(Saved data entries)
*** Block opens ***

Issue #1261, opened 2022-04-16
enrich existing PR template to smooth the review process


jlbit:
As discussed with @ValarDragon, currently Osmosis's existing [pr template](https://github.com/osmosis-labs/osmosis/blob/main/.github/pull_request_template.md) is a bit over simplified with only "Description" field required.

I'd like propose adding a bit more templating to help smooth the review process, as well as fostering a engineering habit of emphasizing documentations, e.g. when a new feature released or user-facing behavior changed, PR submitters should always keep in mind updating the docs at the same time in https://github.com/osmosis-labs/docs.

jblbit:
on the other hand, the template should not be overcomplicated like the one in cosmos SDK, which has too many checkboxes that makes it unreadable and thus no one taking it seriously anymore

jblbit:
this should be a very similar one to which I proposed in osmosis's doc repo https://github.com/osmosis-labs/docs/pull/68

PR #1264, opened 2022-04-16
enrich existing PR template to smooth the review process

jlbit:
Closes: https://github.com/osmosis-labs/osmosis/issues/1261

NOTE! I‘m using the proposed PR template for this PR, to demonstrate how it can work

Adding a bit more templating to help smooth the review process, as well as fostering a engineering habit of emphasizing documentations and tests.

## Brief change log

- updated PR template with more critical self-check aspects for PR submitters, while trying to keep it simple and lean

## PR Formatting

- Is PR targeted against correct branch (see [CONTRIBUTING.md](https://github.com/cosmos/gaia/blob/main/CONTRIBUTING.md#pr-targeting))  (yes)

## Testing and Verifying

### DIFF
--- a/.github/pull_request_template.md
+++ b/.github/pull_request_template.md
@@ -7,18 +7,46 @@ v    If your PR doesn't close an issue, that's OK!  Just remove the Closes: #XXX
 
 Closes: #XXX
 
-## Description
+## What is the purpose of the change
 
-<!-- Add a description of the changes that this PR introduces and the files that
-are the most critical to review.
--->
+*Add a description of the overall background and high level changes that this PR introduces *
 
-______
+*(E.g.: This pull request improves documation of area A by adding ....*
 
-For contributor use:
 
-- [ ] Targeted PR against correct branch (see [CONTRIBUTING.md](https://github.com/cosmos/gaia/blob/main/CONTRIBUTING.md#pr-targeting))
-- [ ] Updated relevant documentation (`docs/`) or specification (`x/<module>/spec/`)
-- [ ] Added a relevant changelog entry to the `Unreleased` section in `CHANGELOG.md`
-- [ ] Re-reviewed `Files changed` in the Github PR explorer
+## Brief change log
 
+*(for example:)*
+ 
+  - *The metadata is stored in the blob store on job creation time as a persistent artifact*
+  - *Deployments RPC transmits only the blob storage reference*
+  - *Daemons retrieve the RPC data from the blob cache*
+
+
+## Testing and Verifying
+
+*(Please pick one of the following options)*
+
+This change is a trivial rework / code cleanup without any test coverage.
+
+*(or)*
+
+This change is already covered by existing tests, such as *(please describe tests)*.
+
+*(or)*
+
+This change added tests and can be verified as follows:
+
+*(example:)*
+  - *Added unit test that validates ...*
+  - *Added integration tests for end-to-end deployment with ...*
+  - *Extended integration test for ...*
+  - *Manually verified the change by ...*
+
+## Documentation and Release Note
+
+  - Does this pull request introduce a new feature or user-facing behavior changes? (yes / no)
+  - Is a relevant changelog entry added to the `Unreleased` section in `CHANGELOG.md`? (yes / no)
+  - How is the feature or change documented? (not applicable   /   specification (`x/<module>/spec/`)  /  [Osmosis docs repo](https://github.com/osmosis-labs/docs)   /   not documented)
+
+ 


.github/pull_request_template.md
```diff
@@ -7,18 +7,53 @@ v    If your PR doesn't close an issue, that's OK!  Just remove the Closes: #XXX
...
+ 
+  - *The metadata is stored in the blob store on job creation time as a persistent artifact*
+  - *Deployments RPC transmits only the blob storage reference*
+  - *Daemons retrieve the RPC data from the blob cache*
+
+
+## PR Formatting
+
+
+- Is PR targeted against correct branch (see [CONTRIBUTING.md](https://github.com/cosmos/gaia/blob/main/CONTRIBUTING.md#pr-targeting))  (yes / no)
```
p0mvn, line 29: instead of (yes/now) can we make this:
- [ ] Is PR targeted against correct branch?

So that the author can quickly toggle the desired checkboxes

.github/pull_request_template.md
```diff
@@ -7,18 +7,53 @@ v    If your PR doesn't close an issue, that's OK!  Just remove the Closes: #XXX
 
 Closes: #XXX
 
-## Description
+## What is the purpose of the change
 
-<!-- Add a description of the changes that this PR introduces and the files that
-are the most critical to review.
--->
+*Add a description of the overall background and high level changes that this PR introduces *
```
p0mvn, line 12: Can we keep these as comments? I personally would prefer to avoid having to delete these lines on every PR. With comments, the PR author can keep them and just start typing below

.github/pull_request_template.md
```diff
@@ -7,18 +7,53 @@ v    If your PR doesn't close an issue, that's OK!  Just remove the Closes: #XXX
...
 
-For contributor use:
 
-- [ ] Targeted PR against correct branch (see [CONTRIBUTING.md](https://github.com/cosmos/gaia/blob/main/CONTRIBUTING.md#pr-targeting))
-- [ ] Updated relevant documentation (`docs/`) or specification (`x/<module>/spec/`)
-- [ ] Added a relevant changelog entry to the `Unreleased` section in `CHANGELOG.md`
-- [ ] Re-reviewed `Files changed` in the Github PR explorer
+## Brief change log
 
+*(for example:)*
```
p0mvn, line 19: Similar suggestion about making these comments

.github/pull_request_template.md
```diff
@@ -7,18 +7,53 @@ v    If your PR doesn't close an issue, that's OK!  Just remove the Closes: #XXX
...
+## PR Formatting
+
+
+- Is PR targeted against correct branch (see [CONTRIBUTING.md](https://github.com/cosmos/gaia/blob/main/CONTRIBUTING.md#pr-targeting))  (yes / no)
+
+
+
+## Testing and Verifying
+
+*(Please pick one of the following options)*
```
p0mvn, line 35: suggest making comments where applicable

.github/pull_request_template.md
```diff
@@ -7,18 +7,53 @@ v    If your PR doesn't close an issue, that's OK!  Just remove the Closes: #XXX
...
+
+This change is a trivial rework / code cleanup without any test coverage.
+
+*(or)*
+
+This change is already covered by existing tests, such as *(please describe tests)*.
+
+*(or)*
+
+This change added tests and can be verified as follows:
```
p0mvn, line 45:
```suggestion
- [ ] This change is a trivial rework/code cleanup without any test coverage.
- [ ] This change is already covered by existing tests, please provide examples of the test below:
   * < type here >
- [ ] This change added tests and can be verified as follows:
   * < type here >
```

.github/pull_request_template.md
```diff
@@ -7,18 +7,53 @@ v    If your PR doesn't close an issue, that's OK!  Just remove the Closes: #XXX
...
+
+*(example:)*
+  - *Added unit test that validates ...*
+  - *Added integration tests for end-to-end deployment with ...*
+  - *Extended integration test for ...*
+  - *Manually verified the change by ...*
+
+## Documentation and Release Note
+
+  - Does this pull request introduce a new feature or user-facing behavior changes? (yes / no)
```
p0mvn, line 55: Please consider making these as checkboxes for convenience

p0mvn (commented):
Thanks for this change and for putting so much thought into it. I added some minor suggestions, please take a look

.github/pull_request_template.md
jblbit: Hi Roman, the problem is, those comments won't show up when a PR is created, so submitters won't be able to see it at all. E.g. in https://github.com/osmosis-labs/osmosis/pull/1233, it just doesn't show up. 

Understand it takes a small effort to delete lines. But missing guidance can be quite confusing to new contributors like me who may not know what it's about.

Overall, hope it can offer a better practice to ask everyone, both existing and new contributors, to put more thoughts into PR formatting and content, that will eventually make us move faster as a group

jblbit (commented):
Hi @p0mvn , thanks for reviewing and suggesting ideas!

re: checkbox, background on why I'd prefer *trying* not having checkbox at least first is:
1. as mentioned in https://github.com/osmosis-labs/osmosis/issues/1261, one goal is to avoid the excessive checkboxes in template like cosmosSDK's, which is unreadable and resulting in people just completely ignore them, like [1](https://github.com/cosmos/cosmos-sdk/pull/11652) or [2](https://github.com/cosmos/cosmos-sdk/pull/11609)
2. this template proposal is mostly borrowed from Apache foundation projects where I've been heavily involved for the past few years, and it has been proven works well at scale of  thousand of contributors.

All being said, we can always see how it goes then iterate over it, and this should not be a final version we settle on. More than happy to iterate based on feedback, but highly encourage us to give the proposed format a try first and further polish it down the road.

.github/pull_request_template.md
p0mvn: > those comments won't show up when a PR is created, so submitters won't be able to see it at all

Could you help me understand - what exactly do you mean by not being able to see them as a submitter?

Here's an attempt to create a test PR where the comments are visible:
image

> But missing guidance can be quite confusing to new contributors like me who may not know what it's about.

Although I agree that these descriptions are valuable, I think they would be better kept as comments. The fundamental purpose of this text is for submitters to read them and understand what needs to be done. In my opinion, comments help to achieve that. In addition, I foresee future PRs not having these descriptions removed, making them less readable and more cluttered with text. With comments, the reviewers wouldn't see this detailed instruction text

*** Block closes ***
*** Block opens ***

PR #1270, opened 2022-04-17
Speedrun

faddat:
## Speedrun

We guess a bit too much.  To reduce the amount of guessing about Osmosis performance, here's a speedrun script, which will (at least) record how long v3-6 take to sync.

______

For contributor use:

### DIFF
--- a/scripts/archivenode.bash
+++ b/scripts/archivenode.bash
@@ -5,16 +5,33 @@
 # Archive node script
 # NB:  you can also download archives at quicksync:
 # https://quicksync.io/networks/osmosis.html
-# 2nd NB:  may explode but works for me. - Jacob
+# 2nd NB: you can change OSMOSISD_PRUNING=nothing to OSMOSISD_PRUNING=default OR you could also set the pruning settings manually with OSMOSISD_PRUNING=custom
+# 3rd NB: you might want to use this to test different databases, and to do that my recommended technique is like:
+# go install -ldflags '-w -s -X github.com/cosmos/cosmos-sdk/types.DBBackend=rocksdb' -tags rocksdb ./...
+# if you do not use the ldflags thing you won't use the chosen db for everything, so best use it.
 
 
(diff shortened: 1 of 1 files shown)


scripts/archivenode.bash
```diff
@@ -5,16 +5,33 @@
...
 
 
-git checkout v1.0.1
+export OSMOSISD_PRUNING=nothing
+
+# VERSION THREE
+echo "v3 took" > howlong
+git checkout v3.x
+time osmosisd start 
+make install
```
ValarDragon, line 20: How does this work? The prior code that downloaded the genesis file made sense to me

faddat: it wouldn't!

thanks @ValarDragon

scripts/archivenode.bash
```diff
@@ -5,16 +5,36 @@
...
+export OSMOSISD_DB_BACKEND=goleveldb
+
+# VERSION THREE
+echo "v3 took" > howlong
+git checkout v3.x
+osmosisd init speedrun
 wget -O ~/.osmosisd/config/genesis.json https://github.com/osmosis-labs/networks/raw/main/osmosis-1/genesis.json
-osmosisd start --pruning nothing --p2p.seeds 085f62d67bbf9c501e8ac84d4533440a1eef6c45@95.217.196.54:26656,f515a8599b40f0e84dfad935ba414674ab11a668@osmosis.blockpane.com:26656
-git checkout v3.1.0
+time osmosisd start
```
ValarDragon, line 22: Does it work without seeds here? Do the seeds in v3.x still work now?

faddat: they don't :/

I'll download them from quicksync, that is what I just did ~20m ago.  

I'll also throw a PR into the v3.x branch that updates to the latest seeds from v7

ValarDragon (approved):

*** Block closes ***

** TASK PROMPT **
Where the data above reaches the line holding "p0mvn: > those", begin printing, and stop after the line holding "Although I agree". Each line must be reproduced exactly, with nothing else added.

** EXERCISE ANSWER **
p0mvn: > those comments won't show up when a PR is created, so submitters won't be able to see it at all

Could you help me understand - what exactly do you mean by not being able to see them as a submitter?

Here's an attempt to create a test PR where the comments are visible:
image

> But missing guidance can be quite confusing to new contributors like me who may not know what it's about.

Although I agree that these descriptions are valuable, I think they would be better kept as comments. The fundamental purpose of this text is for submitters to read them and understand what needs to be done. In my opinion, comments help to achieve that. In addition, I foresee future PRs not having these descriptions removed, making them less readable and more cluttered with text. With comments, the reviewers wouldn't see this detailed instruction text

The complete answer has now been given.